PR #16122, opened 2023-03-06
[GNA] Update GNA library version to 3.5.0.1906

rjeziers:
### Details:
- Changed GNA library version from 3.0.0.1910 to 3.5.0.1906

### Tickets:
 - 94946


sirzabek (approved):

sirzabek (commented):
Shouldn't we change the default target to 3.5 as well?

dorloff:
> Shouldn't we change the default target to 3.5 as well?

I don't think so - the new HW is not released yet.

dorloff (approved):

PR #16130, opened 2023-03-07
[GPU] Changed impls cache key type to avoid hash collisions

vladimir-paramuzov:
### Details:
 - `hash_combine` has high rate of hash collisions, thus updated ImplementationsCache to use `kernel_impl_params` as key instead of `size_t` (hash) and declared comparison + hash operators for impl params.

※

**Problem to solve:** The whole listing above needs to be reproduced exactly.

**Task answer:**
PR #16122, opened 2023-03-06
[GNA] Update GNA library version to 3.5.0.1906

rjeziers:
### Details:
- Changed GNA library version from 3.0.0.1910 to 3.5.0.1906

### Tickets:
 - 94946


sirzabek (approved):

sirzabek (commented):
Shouldn't we change the default target to 3.5 as well?

dorloff:
> Shouldn't we change the default target to 3.5 as well?

I don't think so - the new HW is not released yet.

dorloff (approved):

PR #16130, opened 2023-03-07
[GPU] Changed impls cache key type to avoid hash collisions

vladimir-paramuzov:
### Details:
 - `hash_combine` has high rate of hash collisions, thus updated ImplementationsCache to use `kernel_impl_params` as key instead of `size_t` (hash) and declared comparison + hash operators for impl params.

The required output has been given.